TASK OBJECTIVE
Search the entries for the word "example" and pull out each line that has it.

DATA TO EXAMINE
-------

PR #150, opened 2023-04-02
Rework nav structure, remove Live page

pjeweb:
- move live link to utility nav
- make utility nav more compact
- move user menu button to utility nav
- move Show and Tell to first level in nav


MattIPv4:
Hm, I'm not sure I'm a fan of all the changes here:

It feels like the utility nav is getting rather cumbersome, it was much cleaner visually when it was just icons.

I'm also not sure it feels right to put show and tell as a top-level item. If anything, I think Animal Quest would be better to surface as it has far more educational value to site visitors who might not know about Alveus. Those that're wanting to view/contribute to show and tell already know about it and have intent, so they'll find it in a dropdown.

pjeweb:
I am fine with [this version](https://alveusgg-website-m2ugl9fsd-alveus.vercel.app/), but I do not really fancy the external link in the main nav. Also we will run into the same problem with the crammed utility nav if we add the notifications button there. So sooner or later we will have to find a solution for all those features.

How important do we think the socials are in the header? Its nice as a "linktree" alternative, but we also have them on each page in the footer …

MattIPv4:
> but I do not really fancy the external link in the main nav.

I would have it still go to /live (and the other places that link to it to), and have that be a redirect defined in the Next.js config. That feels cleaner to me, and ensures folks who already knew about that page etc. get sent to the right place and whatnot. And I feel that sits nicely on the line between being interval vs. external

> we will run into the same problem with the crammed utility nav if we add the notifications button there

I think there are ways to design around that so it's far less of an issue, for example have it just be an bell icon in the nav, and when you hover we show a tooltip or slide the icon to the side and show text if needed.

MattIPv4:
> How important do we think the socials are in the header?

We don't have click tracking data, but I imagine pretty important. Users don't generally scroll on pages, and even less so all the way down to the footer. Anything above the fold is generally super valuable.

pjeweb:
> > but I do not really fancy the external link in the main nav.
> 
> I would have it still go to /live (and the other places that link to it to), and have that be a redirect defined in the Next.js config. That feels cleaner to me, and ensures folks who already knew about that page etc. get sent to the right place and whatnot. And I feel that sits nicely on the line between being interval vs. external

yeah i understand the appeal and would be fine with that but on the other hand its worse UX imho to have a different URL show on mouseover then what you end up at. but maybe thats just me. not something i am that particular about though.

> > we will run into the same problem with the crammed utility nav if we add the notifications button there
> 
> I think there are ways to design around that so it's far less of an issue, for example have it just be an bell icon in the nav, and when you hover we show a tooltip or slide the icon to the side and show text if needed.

-------

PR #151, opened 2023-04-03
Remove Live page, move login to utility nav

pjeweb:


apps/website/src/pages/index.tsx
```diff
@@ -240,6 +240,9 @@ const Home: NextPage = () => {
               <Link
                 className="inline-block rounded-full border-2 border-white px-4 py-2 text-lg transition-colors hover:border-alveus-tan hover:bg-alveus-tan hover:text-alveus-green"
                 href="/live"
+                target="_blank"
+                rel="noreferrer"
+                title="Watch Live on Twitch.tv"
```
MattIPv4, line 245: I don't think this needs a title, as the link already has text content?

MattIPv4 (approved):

-------

SOLUTION FOR THIS TASK
I think there are ways to design around that so it's far less of an issue, for example have it just be an bell icon in the nav, and when you hover we show a tooltip or slide the icon to the side and show text if needed.
> I think there are ways to design around that so it's far less of an issue, for example have it just be an bell icon in the nav, and when you hover we show a tooltip or slide the icon to the side and show text if needed.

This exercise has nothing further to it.